In a recent study by Kansas State University, researchers found that arguing about money is “by far” the top predictor of whether a couple will get divorced. Those arguments tend to take longer to recover from and are more intense, researchers said. They also often last much longer than fights over the kids, sex or in-laws. So, whether you’re just moving to the financial part of your relationship or you’ve been charting the waters for a while, here’s how you can ensure fairness and avoid financial surprises.
Yours, Mine and Ours
In two-income couples, the easiest setup is to have individual accounts where both partners maintain their own assets but then have a joint account that both fund to pay shared expenses. It’s the least complicated way to share the financial burden of day-to-day expenses while maintaining financial independence, says Emily Sanders, managing director of United Capital Financial Advisers in Atlanta. And it’s very common — 42 percent of couples that have joint accounts also maintain personal accounts, according to a survey by TD Bank.
“We’ve worked with couples from age 22 to 92,” Sanders says. “And some of the most happily married couples I’ve seen are ones that kept their money separate for their entire marriage. It takes away some of the power and control issues that tend to be associated with how we use our money.”

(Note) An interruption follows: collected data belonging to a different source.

PR #1426, opened 2018-09-19
Add node name for error & Fix typo

pengwa:


houseroad:
I have updated the doc here. `Operators.md` cannot be changed directly. Changing it is a little bit complicated. So I created https://github.com/onnx/onnx/pull/1427 to fix it.

PR #1428, opened 2018-09-19
Adding EyeLike generator op.

spandantiwari:
This is a generator ops for producing identity-like matrices with ones on the major diagonal and zeros everywhere else. This generator op is quite useful for models and most major frameworks have it. 

Note that  the input is restricted to 2D because that is the most dominant use case and most of the frameworks have support restricted to 2D for this (similar) op.


onnx/defs/generator/defs.cc
```diff
@@ -119,6 +119,81 @@ ONNX_OPERATOR_SET_SCHEMA(
...
+             "tensor(uint8)",
+             "tensor(uint16)",
+             "tensor(uint32)",
+             "tensor(uint64)",
+             "tensor(bool)"},
+             "Constrain output types. Strings and complex are not supported.")
+        .TypeAndShapeInferenceFunction([](InferenceContext& ctx) {
+          if (ctx.getAttribute("dtype") != nullptr)
+            propagateElemTypeFromAttributeToOutput(ctx, "dtype", 0);
+          else
```
houseroad: Nit: add {} even if there is only one stmt.

onnx/defs/generator/defs.cc
```diff
@@ -119,6 +119,81 @@ ONNX_OPERATOR_SET_SCHEMA(
...
+The 'dtype' argument must be one of the data types specified in the 'DataType' enum field in the
+TensorProto message and be valid as an output type.
+)DOC";
+
+ONNX_OPERATOR_SET_SCHEMA(
+    EyeLike,
+    9,
+    OpSchema()
+        .SetDoc(EyeLike_ver9_doc)
+        .Attr(
```
houseroad: Do you also want to add `k` parameter to indicate the index of the diagonal: 
0 (the default) refers to the main diagonal, a positive value refers to an upper diagonal, and a negative value to a lower diagonal.

onnx/defs/generator/defs.cc
```diff
@@ -119,6 +119,81 @@ ONNX_OPERATOR_SET_SCHEMA(
...
+            "dtype",
+            "(Optional) The data type for the elements of the output tensor. If not specified,"
+            "the data type of the input tensor T1 is used. If input tensor T1 is also not" 
+            "specified, then type defaults to 'float'.",
+            AttributeProto::INT,
+            OPTIONAL)
+        .Input(
+            0,
+            "input",
```
anirudhacharya: why not have number of rows and columns as parameters rather than infer it from an input tensor? numpy, pytorch and mxnet all have explicit rows and cols as parameters.

houseroad: I think we can have another operator called `Eye` which takes rows and columns as inputs.

anirudhacharya: won't that be like duplicating the functionality? are there examples where this Eyelike operator is used?

spandantiwari: Yes, that's the idea. The `*Like` ops take the properties such as shape and type from the input tensor. This design is similar to Numpy (`ones_like`, `zero_like`) and also other ops in ONNX such as `ConstantLike`, `RandomNormalLike` and `RandonUniformLike`. 

We can have a separate PR for `Eye` if needed.

onnx/defs/generator/defs.cc
spandantiwari: Sure. I will add that.

onnx/defs/generator/defs.cc
spandantiwari: OK.

onnx/defs/generator/defs.cc
spandantiwari: @anirudhacharya - I don't think this is exactly duplicating functionality. There are several frameworks that subscribe to the design where there are two parallel set of generator ops - one that take tensor as input and one that take explicit shape as input, e.g. (`ones`, `ones_like`), (`zeros`, `zeros_like`). This kind of op is quite useful, e.g. creating epsilon covariance matrices matrices for regularization, and matrix factorization scenarios.

Also, note that I have not added `Eye` in this PR in order avoid adding more ops than necessary, because something like `Eye`, with static shape, can be supported using `Constant` op in current spec.

onnx/defs/generator/defs.cc
spandantiwari: Added.

spandantiwari:
Updated the PR based on the feedback.

spandantiwari:
@houseroad , @anirudhacharya - Thanks for the review.

fdwr:
@spandantiwari : Would it be useful to keep the 2D restriction (I can't think of any use case extending identity matrices to 3D/4D given matmul's are 2D anyway) but treat any higher dimensions as a batch count? I mean, if this operator is useful for processing one image, then it should be useful for processing a *batch* of images in parallel like MatMul and Conv2D (without Concat'enating a bunch of EyeLike outputs). I'm asking because GPU's are better at processing a lot of similar data in parallel than repeating lots of smaller varied executions.

fuzzyBatman:
Hello. I am new to ONNX and I am trying to understand how to add operators.
I am not unable to find the part where the logic for the op is.
Can someone help me understand this?

PR #1430, opened 2018-09-19
Optimization Pass: remove monotonic growing nop before argmax

### LINKED ISSUE #1429: Optimization Pass: Monotonic growing function is useless before argmax calculation.
It's standard to use softmax to generate a probability distribution at the end of a model. If we want to get the predicted class we end up with `net(x).softmax(dim=1).argmax(dim=1)`. 

In reality though because softmax is a monotonic growing operation we can replace the expression with `net(x).argmax(dim=1)`

ArmenAg:
fixes #1429


ArmenAg:
@houseroad How does this PR look? Is there a way I can request you as a reviewer. I can't seem to find a way to do that.

houseroad:
@ArmenAg I will take a look later. I guess you don't have the write access of this repository.

onnx/test/optimizer_test.py
```diff
@@ -758,6 +758,69 @@ def test_fuse_consecutive_softmax_log_multiple_out(self):  # type: () -> None
         assert optimized_model.graph.node[0].attribute[0].i == 2
         assert optimized_model.graph.node[1].op_type == "Exp"
 
+    def test_eliminate_nop_monotone_argmax_basic_no_node_axis(self):  # type: () -> None
+        for node_name in ["log", "exp", "sqrt"]:
```
houseroad: Please use `Log`, `Exp`, `Sqrt`. `log`, `exp` and `sqrt` are not legal names.

onnx/optimizer/passes/eliminate_nop_monotone_argmax.h
```diff
@@ -0,0 +1,56 @@
...
+
+#pragma once
+
+#include "onnx/optimizer/passes/optimize_pass.h"
+
+namespace ONNX_NAMESPACE {
+namespace optimization {
+
+const std::unordered_set<NodeKind> monotone_node_no_axis_kind{kLog,
+                                                              klog,
```
houseroad: Here we should use kLog, kExp, kSqrt. And remove klog, kexp, ksqrt from intern_strings

onnx/test/optimizer_test.py
```diff
@@ -758,6 +758,69 @@ def test_fuse_consecutive_softmax_log_multiple_out(self):  # type: () -> None
...
+                    [node, node2, argmax],
+                    "test",
+                    [helper.make_tensor_value_info(
+                        "X", TensorProto.FLOAT, (5, 7, 11))],
+                    [helper.make_tensor_value_info("Z", TensorProto.FLOAT, (5, 7, 11)),
+                     helper.make_tensor_value_info("Z1", TensorProto.FLOAT, (5, 7, 11))])
+                optimized_model = self._optimized(
+                    graph, ["eliminate_nop_monotone_argmax"])
+                assert optimized_model.graph == graph
+
```
houseroad: Another test you may want to add is two consecutive nop monotone + argmax.

houseroad:
@ArmenAg btw, by default, please make sure fix point mode is off. I have some concern about that some of our optimization passes may be not robust enough. We may get infinite loop there.

PR #1938, opened 2019-04-16
Fix failed Window dll build and refine the corresponding logic

daquexian:
The logic in onnx_pb.h is wrong, and the logic in CMakeLists.txt just follows the wrong one.

ONNX_IMPORT is only set when ONNX_BUILD_SHARED_LIBS or ONNX_BUILD_MAIN_LIB _is_ defined, but only used when ONNX_BUILD_SHARED_LIBS or ONNX_BUILD_MAIN_LIB _is not_ defined. It is not the expected behavior and causes windows shared lib build fails (CI doesn't check it).

CI log: https://ci.appveyor.com/project/daquexian/dnnlibrary/builds/23876196#L3723 (without this patch, build fails on unresolved symbols of protobuf generated files)
https://ci.appveyor.com/project/daquexian/dnnlibrary/builds/23876935#L13092 (with this patch, build passes)


daquexian:
What's more the code of ONNX_API is confusing. Why is ONNX_API set twice? What is the correct way to set it for projects depending on ONNX?

daquexian:
Hmm.. CI fails since ONNX_BUILD_MAIN_LIB is set to OFF, and then dllimport is used.

I believe it is that "two wrongs make a right"

daquexian:
I refined the logic of ONNX_EXPORT and ONNX_IMPORT. 

1. The redundant definitions in CMakeLists.txt are removed. In CMakeLists.txt, the ONNX_API is set only for compiling onnx_proto itself, so nothing about visibility need to be set.

2. Two new definitions, ONNX_IMPORT_SYMBOLS and ONNX_EXPORT_SYMBOLS are introduced. The documentation is also updated accordingly.

CMakeLists.txt
```diff
@@ -303,18 +303,24 @@ if (MSVC)
...
-  if (BUILD_SHARED_LIBS OR ONNX_BUILD_MAIN_LIB)
-    set(ONNX_API_DEFINE "-DONNX_API=__declspec(dllexport)")
+  if (BUILD_SHARED_LIBS)
+    target_compile_definitions(onnx_proto INTERFACE "-DONNX_IMPORT_SYMBOLS")
+    # ONNX_API is set here for compiling onnx_proto itself
+    target_compile_definitions(onnx_proto PRIVATE "-DONNX_API=__declspec(dllexport)")
   else()
-    set(ONNX_API_DEFINE "-DONNX_API=")
+    if (ONNX_BUILD_MAIN_LIB)
+      target_compile_definitions(onnx_proto PUBLIC "-DONNX_EXPORT_SYMBOLS")
```
daquexian: There are two ONNX_BUILD_MAIN_LIB in the original code, a cmake variable (in here) and a compile definition (in onnx_pb.h). 
PUBLIC here is because in the original code ONNX_BUILD_MAIN_LIB cmake variable set the PRIVATE part and the ONNX_BUILD_MAIN_LIB definition in onnx_pb.h set the INTERFACE part. However, I haven't met a use case of both the cmake variable and compile definition.

daquexian:
I feel confused about the BUILD_SHARED_LIBS and ONNX_BUILD_MAIN_LIB so I conclude the logic about them as following. I think it respect the original behavior, correct me if I am wrong :

 **BUILD_SHARED_LIBS:**
We want to build onnx_proto as dll. In this case, we set ONNX_API=export for onnx_proto itself and set ONNX_API=import for anything depending on onnx_proto.

**ONNX_BUILD_MAIN_LIB and BUILD_SHARED_LIBS:**
No difference from above.

**ONNX_BUILD_MAIN_LIB and not BUILD_SHARED_LIBS:**
We use ONNX as a subproject and want to build onnx_proto as a lib and the whole project as a dll. In this case, we want ONNX_API to be "export" for onnx_proto itself to export the symbols to dll, and also for anything depending on onnx_proto to "fix a Windows global-variable-in-dll issue" according to documentation in onnx_pb.h.

snnn:
Well, your logic is correct, but
1. why do people want to build onnx_proto as a separated dll, instead of putting onnx and onnx_proto together?
2. So far, I didn't see onnx or onnx_proto was marked as shared lib. There should be something like:

add_library(onnx_proto **SHARED** ${ONNX_PROTO_SRCS} ${ONNX_PROTO_HDRS})

I didn't see it.

snnn:
> We use ONNX as a subproject and want to build onnx_proto as a lib and the whole project as a dll
In general. "__declspec(dllexport) " in static lib doesn't work.  "https://devblogs.microsoft.com/oldnewthing/20140321-00/?p=1433"

daquexian:
@snnn Thanks for your review!

> 1. why do people want to build onnx_proto as a separated dll, instead of putting onnx and onnx_proto together?

Frankly speaking, I didn't know when people want to build onnx_proto as a separate dll, either. However, an `onnx_proto.dll` may be generated by `BUILD_SHARED_LIBS` global flag. My edition remains 
the behavior of the original code as far as possible.

> 2. So far, I didn't see onnx or onnx_proto was marked as shared lib. There should be something like:
> 
> add_library(onnx_proto **SHARED** ${ONNX_PROTO_SRCS} ${ONNX_PROTO_HDRS})
> 
> I didn't see it.

Since we didn't add "SHARED" or "STATIC" explicitly here, whether onnx_proto is a shared lib or a static lib is controlled by the global [BUILD_SHARED_LIBS](https://cmake.org/cmake/help/latest/variable/BUILD_SHARED_LIBS.html) flag. So if onnx is a submodule of another project, it is possible that onnx_proto is a shared lib.

> And what is the "Windows global-variable-in-dll issue"? How did it get fixed?

It is directly from the comment in onnx_pb.h, which is introduced by @linkerzhang from the result of git blame. Maybe we need to discuss with Ke of this specific question. :)

snnn:
If you want to build the whole project as a dll, I think the more straight forward way is adding a new target.
add_library(onnx_whole_dll SHARED ${ONNX_SRCS} ${ONNX_PROTO_SRCS} ${ONNX_PROTO_HDRS})
As I mentioned, "__declspec(dllexport)" doesn't work in static lib. And also, this dll should dynamically link to libprotobuf.

daquexian:
> In general. "__declspec(dllexport) " in static lib doesn't work. "https://devblogs.microsoft.com/oldnewthing/20140321-00/?p=1433"
> 
> May I know your use case?

I think what this article points out is that if the obj file is not seen by linker, then the dllexport will not work. 

If the obj file is seen by linker, and the static lib is linked into a shared lib, dllexport will work. Although I have not verified it, exporting symbols of a static onnx lib when linked into a shared lib is exactly what `ONNX_BUILD_MAIN_LIB` wants to do. Reference: https://github.com/onnx/onnx/blob/master/onnx/onnx_pb.h#L34

daquexian:
> If you want to build the whole project as a dll, I think the more straight forward way is adding a new target.
> add_library(onnx_whole_dll SHARED ${ONNX_SRCS} ${ONNX_PROTO_SRCS} ${ONNX_PROTO_HDRS})

I agree. It is unwise to build an onnx_proto.dll. However, it will happen if `BULID_SHARED_LIBS` is set.

snnn:
In general, DLL shouldn't export a symbol which is provided in another lib. Otherwise the symbol should be handled in a special way.

daquexian:
> In general, DLL shouldn't export a symbol which is provided in another lib. Otherwise the symbol should be handled in a special way.

I have no experience in windows programming, and just try to remain the logic of original code ( however, the original logic is confusing). If you are sure that we shouldn't export symbol in a static onnx lib to a shared lib, I will be glad to remove the confusing `ONNX_BUILD_MAIN_LIB`

RyanUnderhill:
> In general, DLL shouldn't export a symbol which is provided in another lib. Otherwise the symbol should be handled in a special way.
> 
> I have no experience in windows programming so I chose to remain the logic of original code as far as possible (however, the original logic is confusing). If you are sure that we shouldn't export symbol in a static onnx lib to a shared lib, I will be glad to remove the confusing ONNX_BUILD_MAIN_LIB

From the outside it's not visible how the symbol was exported, but it's a rather unexpected to link to a library and cause your DLL to export additional symbols.

daquexian:
Thanks @snnn @RyanUnderhill 

> From the outside it's not visible how the symbol was exported, but it's a rather unexpected to link to a library and cause your DLL to export additional symbols.

Frankly speaking, I believe we need check the logic about dll thoroughly and refactor it.

snnn:
Please hold on a moment.  We completely understand the current setting first. To me, it's even not clear why this option exists.

linkerzhang:
@yinghai @bddppq  any comments on "Should we remove the ONNX_BUILD_MAIN_LIB completely?"

linkerzhang:
Aha, I noticed that I added these stuff, but my memory is telling me that they're from some other file and I just did the movement.

How about remove it and see whether there're concerns from other folks? :)

daquexian:
@linkerzhang @snnn I have removed ONNX_BUILD_MAIN_LIB

Another question is, `ONNX_EXPORT` in the header `onnx_pb.h` is never used now. The reason is that only onnx_proto exports symbols, onnx and libraries/executables depending on onnx import symbols from onnx_proto, and `onnx_pb.h` is only included by the latter ones rather than onnx_proto.

Should `ONNX_EXPORT` be removed too?

onnx/onnx_pb.h
```diff
@@ -8,14 +8,9 @@
 // different declarations (dllexport and dllimport). On Linux/Mac, it just
 // resolves to the same "default visibility" setting.
 #if defined(_MSC_VER)
-#if defined(ONNX_BUILD_SHARED_LIBS) || defined(ONNX_BUILD_MAIN_LIB)
```
snnn: Why do you remove this line?
What if people want to build a static lib?
What if people want to consume this header and static link to onnx?

snnn:
Are you trying to split onnx into two DLLs: onnx.dll and onnx_proto.dll? If not, you don't need to change any code here.

onnx/onnx_pb.h
daquexian: Thanks for your review. This line is not removed accidentally in the commit of removing ONNX_BUILD_MAIN_LIB.

The dllexport and dllimport are now managed by ONNX_EXPORT_SYMBOLS and ONNX_IMPORT_SYMBOLS, which are set properly in cmake.

The reason to change this line is to extract the common codes. For example, in the original code, there are two "ONNX_BUILD_MAIN_LIB", one is [a cmake variable](https://github.com/onnx/onnx/blob/master/CMakeLists.txt#L306) and another is [a compiler definition](https://github.com/onnx/onnx/blob/master/onnx/onnx_pb.h#L11). Setting the cmake variable to ON doesn't define its namesake. How can users define this compiler definition? No easy way. I believe it is not the expected behavior. This bug clearly shows that it is error-prone to maintain the duplicated logic in two different places. So I extract the logic to cmake, and set the two extra definitions to control the behavior of onnx_pb.h.

daquexian:
> Are you trying to split onnx into two DLLs: onnx.dll and onnx_proto.dll? If not, you don't need to change any code here.

Thanks for your review! I am not trying to split onnx into two dlls. onnx looks already split into [onnx_proto](https://github.com/onnx/onnx/blob/master/CMakeLists.txt#L284) and [onnx](https://github.com/onnx/onnx/blob/master/CMakeLists.txt#L339). Please correct me if I am wrong.

snnn:
Then you can do this:
1. In your project, add a new dynamic lib target named 'onnx_dll'
2. Let onnx_dll link to onnx and onnx_proto, group them within wholearchive flag
3. define ONNX_BUILD_SHARED_LIBS when building onnx and onnx_proto

Would it work?

snnn:
BTW, is there an option for forcing onnx dynamically link to libprotobuf.dll on Windows? If your program will dynamic link to onnx, then it should also dynamic link to protobuf, as onnx's interface contains protobuf symbols.

daquexian:
> BTW, is there an option for forcing onnx dynamically link to libprotobuf.dll on Windows? If your program will dynamic link to onnx, then it should also dynamic link to protobuf, as onnx's interface contains protobuf symbols.

Yes, I think it is doesn't matter that the cmake target `protobuf::libprotobuf` is a shared library or a static library. It is the [build log in CI](https://ci.appveyor.com/project/daquexian/dnnlibrary/builds/23876935#L13092) of my own project, it compiles and links successfully (line 13092).

daquexian:
> Then you can do this:
> 
> 1. In your project, add a new dynamic lib target named 'onnx_dll'
> 2. Let onnx_dll link to onnx and onnx_proto, group them within wholearchive flag
> 3. define ONNX_BUILD_SHARED_LIBS when building onnx and onnx_proto
> 
> Would it work?

I am not familiar with windows programming. Looks like it will work. It reminds me of the `ONNX_BUILD_MAIN_LIB` :D 

BTW, what do you think of my opinion [here](https://github.com/onnx/onnx/pull/1938#discussion_r284531608)?  :)

onnx/onnx_pb.h
snnn: Yes, it's a bug. It can be easily fixed by adding:
```
if(ONNX_BUILD_MAIN_LIB)
  target_compile_definitions(xxx  PRIVATE ONNX_BUILD_MAIN_LIB)
endif()
```
to cmake files.

snnn:
> Yes, I think it is doesn't matter that the cmake target `protobuf::libprotobuf` is a shared library or a static library. It is the [build log in CI](https://ci.appveyor.com/project/daquexian/dnnlibrary/builds/23876935#L13092) of my own project, it compiles and links successfully (line 13092).

It matters. You may hit link error at later time when you are using the dll. Not always, but it may happen.

snnn:
Let's say:
If you have a library, foo.dll, which depends on libprotobuf.

Then, let's say, if it doesn't have protobuf symbols on its interface, it's better to let foo.dll static link to protobuf.
otherwise,  if it has, and it choose to static link to protobuf, and you have an app named app.exe, which depends on foo.dll, also, protobuf. Because foo.dll has protobuf in its interface,  app.exe can't use foo.dll without include protobuf headers.
However, app.exe may or may not need to link to protobuf. Because foo.dll will provide some of the protobuf symbols but not all of them. 
If app.exe also link to libprotobuf, whether statically or dynamically, you may have duplicated symbols between app.exe and foo.dll. I mean, two copies of one symbol, and linker won't complain. Because it's not an error, it's the design. If you know ODR, you should also know in DLL world, it's broken. And it would be a disaster if you allocate a protobuf object in one place(e.g. app.exe) but  deallocate it in another place(e.g. foo.dll). Because protobuf has a local memory pool, if you have two copies of the same symbol, you'll have two copy of the pool.  If you allocate it in one pool but deallocate it in another, it will just crash. However, it often happens when you are passing protobuf objects between dlls.

So, as long as you need to pass the ownership of one protobuf from one dll(or exe) to another, you should let them dynamic link to libprotobuf.

It's a not problem specific to Windows. Linux has the similar problem.

onnx/onnx_pb.h
linkerzhang: I personally prefer this idea of removing the duplicated logic in both header and cmake files. :)

onnx/onnx_pb.h
```diff
@@ -31,17 +26,22 @@
...
 // https://msdn.microsoft.com/en-us/library/3y1sfaz2.aspx
 //
 // This solution is similar to
 // https://github.com/pytorch/pytorch/blob/master/caffe2/core/common.h
-#if defined(ONNX_BUILD_SHARED_LIBS) || defined(ONNX_BUILD_MAIN_LIB)
+
+#if defined(_MSC_VER)
+// dllimport will fail non-dll build, so extra flags is used.
+#if defined(ONNX_EXPORT_SYMBOLS)
 #define ONNX_API ONNX_EXPORT
```
linkerzhang: this is also not needed? Anyway, let's clean up firstly, and we may add it back if needed later :)

linkerzhang:
@yinghai @houseroad  any concerns from your side on this change please?

snnn:
Could you please also clean up the comments?
Please describe what's the relationship between

1. ONNX_BUILD_SHARED_LIBS
2. ONNX_BUILD_MAIN_LIB
3. ONNX_IMPORT_SYMBOLS
4. ONNX_API 

When should they get defined.

Thanks.

daquexian:
> Could you please also clean up the comments?
> Please describe what's the relationship between
> 
> 1. ONNX_BUILD_SHARED_LIBS
> 2. ONNX_BUILD_MAIN_LIB
> 3. ONNX_IMPORT_SYMBOLS
> 4. ONNX_API
> 
> When should they get defined.
> 
> Thanks.

All right. I find the origin of `ONNX_BUILD_SHARED_LIBS` and `ONNX_BUILD_MAIN_LIB`. It is from  Caffe2 and especially this commit https://github.com/pytorch/pytorch/commit/91d76f5dbde782396d2777c9d2ae5cde2c83160d. After checking this commit I figured out these definitions.

daquexian:
The history of these macros:

**ONNX_API**
The usage of _MYDLL_API_ should be like it: https://stackoverflow.com/a/26966255/5283216. When building the dll, _MYDLL_API_ should be dllexport, and when building a program depending on the dll, _MYDLL_API_ should be dllimport.

**ONNX_BUILD_SHARED_LIBS**
However, we cannot always set _ONNX_API_ as "dllimport" when linking onnx_proto, because we need support not only shared lib but also static lib. So a definition _ONNX_BUILD_SHARED_LIBS_ is introduced.

**ONNX_BUILD_MAIN_LIB**
_XXX_BUILD_MAIN_LIB_ is from Caffe2, and indeed not needed for ONNX.

We first learn how it works in Caffe2: In Caffe2, the exported symbols consist of symbols in generated pb.cc/pb.h and also a few symbols in the source code (please check out this commit: https://stackoverflow.com/a/26966255/5283216). In the source code, _CAFFE2_API_ is set in caffe2/core/macros.h (a common header included by every headers/sources). In pb.h/pb.cc, _CAFFE2_API_ is set by cmake since they are generated and do not include any Caffe2 headers. The compiler definition _CAFFE2_BUILD_MAIN_LIB_ is then introduced, which is [always set](https://github.com/pytorch/pytorch/blob/91d76f5dbde782396d2777c9d2ae5cde2c83160d/caffe2/CMakeLists.txt#L102) when compiling Caffe2. As a result, the symbols in the **source code** are exported when building Caffe2 and are imported when linking to Caffe2.

However, in ONNX, only symbols in pb.cc/pb.h are exported, no _ONNX_API_ is in the source code. So in onnx/onnx_pb.h, _ONNX_API_ is never to be "export". The only use case of _ONNX_API_ is importing the symbols of pb.h/pb.cc. So 1. _ONNX_BULID_MAIN_LIB_ is not needed. 2. _ONNX_API_ is always "import".

daquexian:
Setting ONNX_API in cmake makes pytorch build [broken](https://circleci.com/gh/onnx/onnx/1941?utm_campaign=vcs-integration-link&utm_medium=referral&utm_source=github-build-link). The problem is not on ONNX side but on PyTorch side. ONNX is linked privately in [caffe2/CMakeLists.txt]( https://github.com/pytorch/pytorch/blob/master/caffe2/CMakeLists.txt#L853) so public compiler definitions of ONNX cannot be spread to targets depending on caffe2 (e.g., [caffe2_pybind11_state](https://github.com/pytorch/pytorch/blob/master/caffe2/CMakeLists.txt#L1198)) (It not only causes the CI fails but also causes [these hardcoded definitions](https://github.com/pytorch/pytorch/blob/master/cmake/Dependencies.cmake#L1044)). 

So I defined an ONNX_API macro in macros.h now, which is generated by cmake.

snnn:
Don't create a DLL that:
1. has a libprotobuf inside
2. And exported some of the libprotobuf symbols in its interface

You should:
1. build protobuf as a dynamic DLL
2. let your library dynamic link to protobuf

daquexian:
Closing because it is outdated. I don't know there is a proper way to solve this issue (or whether this issue has already been fixed)

PR #1941, opened 2019-04-16
Fix shape inference for matmul

BowenBao:
Recent commit changes the logic
https://github.com/onnx/onnx/blob/6de42d7d7f8ad6e601a8388147400b344b2728ea/onnx/defs/math/defs.cc#L774
to
https://github.com/onnx/onnx/blob/3717dc617fa06e4eea326e85dc0ccfdcdf4f4ab5/onnx/defs/math/defs.cc#L754
to accommodate qlinearmatmul when there are more than 2 inputs.
However it seems the logic should be
```
if (!hasInputShape(ctx, input1Idx) || !hasInputShape(ctx, input2Idx)) {
```

This is causing a bug when only one of the input does not have shape. Also these cases are not captured in the previous unit tests.

### DIFF
--- a/onnx/defs/math/defs.cc
+++ b/onnx/defs/math/defs.cc
@@ -751,7 +751,7 @@ void matmulShapeInference(
     ONNX_NAMESPACE::InferenceContext& ctx,
     int input1Idx,
     int input2Idx) {
-  if (!hasInputShape(ctx, input1Idx) && !hasInputShape(ctx, input2Idx)) {
+  if (!hasInputShape(ctx, input1Idx) || !hasInputShape(ctx, input2Idx)) {
     return;
   }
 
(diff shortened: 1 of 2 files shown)


linkerzhang:
Thank you very much!

onnx/defs/math/defs.cc
```diff
@@ -751,7 +751,7 @@ void matmulShapeInference(
     ONNX_NAMESPACE::InferenceContext& ctx,
     int input1Idx,
     int input2Idx) {
-  if (!hasInputShape(ctx, input1Idx) && !hasInputShape(ctx, input2Idx)) {
+  if (!hasInputShape(ctx, input1Idx) || !hasInputShape(ctx, input2Idx)) {
```
houseroad: Thanks for fixing this bug!

PR #1942, opened 2019-04-17
README.md: Update badge style for build status

fs-eire:
Change to a slim stype. Use [shields.io](https://shields.io/) so that label can be embedded.


raymondxyang:
@fs-eire please sign the CLA thx

PR #1944, opened 2019-04-17
add node tests for quantized ops

askhade:
Adding tests for all 6 quantized ops. I have validated these tests using onnxruntime.


askhade:
@houseroad , @linkerzhang : This PR is to add node tests for the quantized ops. Please take a look.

After all, if you’re both contributing to the joint expenses, you still have a personal account with your money that you can spend however you wish, whether that’s a new Michael Kors handbag or a weekend getaway with the girls. If you don’t like the joint account idea (or aren’t ready for it), you can simply divide who pays which bills. For instance, maybe you pay the mortgage but your partner pays the car loan and insurance payments. But that setup lacks transparency. If one of you suddenly can’t keep up the bills, it might not be apparent until the final shut-off notice comes from the electric company.
A joint account requires transparency, mutual trust and shows a shared commitment toward a common goal. Sanders also recommends adding each other’s names to the apartment lease or house deed. This increases the equity in the relationship and avoids the “his house” or “her apartment” language. It’s yours together now, both the pleasure and the responsibility.
What If One Makes More?
Odds are that you and your partner will earn different salaries, and those amounts might vary wildly. So is it fair in that case to split the mortgage 50/50? No. “Fair doesn’t necessarily mean equal,” says Kelley Long, member of the National CPA Financial Literacy Commission.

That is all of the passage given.